EXERCISE.
Copy out every record exactly.
====== RECORDS FOR THIS TASK ======
PR #61, opened 2021-07-02
Improve :dev :test profiles in the REPL and w/r/t logging

cap10morgan:
As discussed in a recent internal Slack thread, this does the following:

1. Splits the test runner into its own `:runner` alias. `make test` now invokes `clojure -M:test:runner` to bring in both. This allows pulling in the `:test` alias in a REPL w/o also bringing in the runner.
1. Moves the `test/logback-test.xml` file to `test-resources` and only adds `test-resources` to the classpath in the `:runner` alias. This leaves the logging config alone when just using the `:test` alias without `:runner` allowing e.g. a REPL pulling in `:dev` & `:test` to use `dev/logback.xml`.

This seemed like a simple, quick starting place. Let me know if you'd like any other changes to how this works.

### DIFF
--- a/Makefile
+++ b/Makefile
@@ -98,7 +98,7 @@ target/fluree-ledger.jar: resources/adminUI $(SOURCES) $(RESOURCES)
 jar: target/fluree-ledger.jar
 
 test:
-	clojure -M:test
+	clojure -M:test:runner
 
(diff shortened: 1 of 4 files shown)


bplatz (approved):

zonotope (approved):
🩺

cap10morgan:
Tests are reliably passing locally. I'm going to merge. Need to figure out why CI is so flaky though...

PR #63, opened 2021-07-16
FC-1185 update dependencies

ldw1007:
Updated dependencies related to build

### DIFF
--- a/deps.edn
+++ b/deps.edn
@@ -48,7 +48,7 @@
    :main-opts ["-m" "cognitect.test-runner"]}
 
   :jar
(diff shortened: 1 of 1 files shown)


cap10morgan (changes requested):
I've found that using `RELEASE` doesn't update reliably, and there doesn't seem to be a way to request that it do so manually. It also makes it hard to know that everyone is using the same version of various tools when troubleshooting. I used to have more of these set to `RELEASE` but have been changing them to specific version numbers instead because of all of the above.

cap10morgan (approved):

PR #66, opened 2021-07-28
FC-1175: Fix S3 data recovery

cap10morgan:
This fixes the startup data recovery from snapshot when there is no more local raft state (e.g. ephemeral storage went away). Fixes FC-1175.


dpetran:
LGTM, but I don't think I want to be the final approver yet : )

zonotope (approved):
👍🏾

PR #67, opened 2021-07-30
Strip `v` prefix from docker image tags

cap10morgan:
Convention on Docker Hub is to assume these are version strings and most don't have this `v` prefix.

### DIFF
--- a/.github/workflows/ci-cd.yml
+++ b/.github/workflows/ci-cd.yml
@@ -44,6 +44,8 @@ jobs:
           VERSION=none
           if [[ "${{ github.event_name }}" == "schedule" ]]; then
             VERSION=nightly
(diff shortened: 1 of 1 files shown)


cap10morgan:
======
EXERCISE RESPONSE.
PR #61, opened 2021-07-02
Improve :dev :test profiles in the REPL and w/r/t logging

cap10morgan:
As discussed in a recent internal Slack thread, this does the following:

1. Splits the test runner into its own `:runner` alias. `make test` now invokes `clojure -M:test:runner` to bring in both. This allows pulling in the `:test` alias in a REPL w/o also bringing in the runner.
1. Moves the `test/logback-test.xml` file to `test-resources` and only adds `test-resources` to the classpath in the `:runner` alias. This leaves the logging config alone when just using the `:test` alias without `:runner` allowing e.g. a REPL pulling in `:dev` & `:test` to use `dev/logback.xml`.

This seemed like a simple, quick starting place. Let me know if you'd like any other changes to how this works.

### DIFF
--- a/Makefile
+++ b/Makefile
@@ -98,7 +98,7 @@ target/fluree-ledger.jar: resources/adminUI $(SOURCES) $(RESOURCES)
 jar: target/fluree-ledger.jar
 
 test:
-	clojure -M:test
+	clojure -M:test:runner
 
(diff shortened: 1 of 4 files shown)


bplatz (approved):

zonotope (approved):
🩺

cap10morgan:
Tests are reliably passing locally. I'm going to merge. Need to figure out why CI is so flaky though...

PR #63, opened 2021-07-16
FC-1185 update dependencies

ldw1007:
Updated dependencies related to build

### DIFF
--- a/deps.edn
+++ b/deps.edn
@@ -48,7 +48,7 @@
    :main-opts ["-m" "cognitect.test-runner"]}
 
   :jar
(diff shortened: 1 of 1 files shown)


cap10morgan (changes requested):
I've found that using `RELEASE` doesn't update reliably, and there doesn't seem to be a way to request that it do so manually. It also makes it hard to know that everyone is using the same version of various tools when troubleshooting. I used to have more of these set to `RELEASE` but have been changing them to specific version numbers instead because of all of the above.

cap10morgan (approved):

PR #66, opened 2021-07-28
FC-1175: Fix S3 data recovery

cap10morgan:
This fixes the startup data recovery from snapshot when there is no more local raft state (e.g. ephemeral storage went away). Fixes FC-1175.


dpetran:
LGTM, but I don't think I want to be the final approver yet : )

zonotope (approved):
👍🏾

PR #67, opened 2021-07-30
Strip `v` prefix from docker image tags

cap10morgan:
Convention on Docker Hub is to assume these are version strings and most don't have this `v` prefix.

### DIFF
--- a/.github/workflows/ci-cd.yml
+++ b/.github/workflows/ci-cd.yml
@@ -44,6 +44,8 @@ jobs:
           VERSION=none
           if [[ "${{ github.event_name }}" == "schedule" ]]; then
             VERSION=nightly
(diff shortened: 1 of 1 files shown)


cap10morgan:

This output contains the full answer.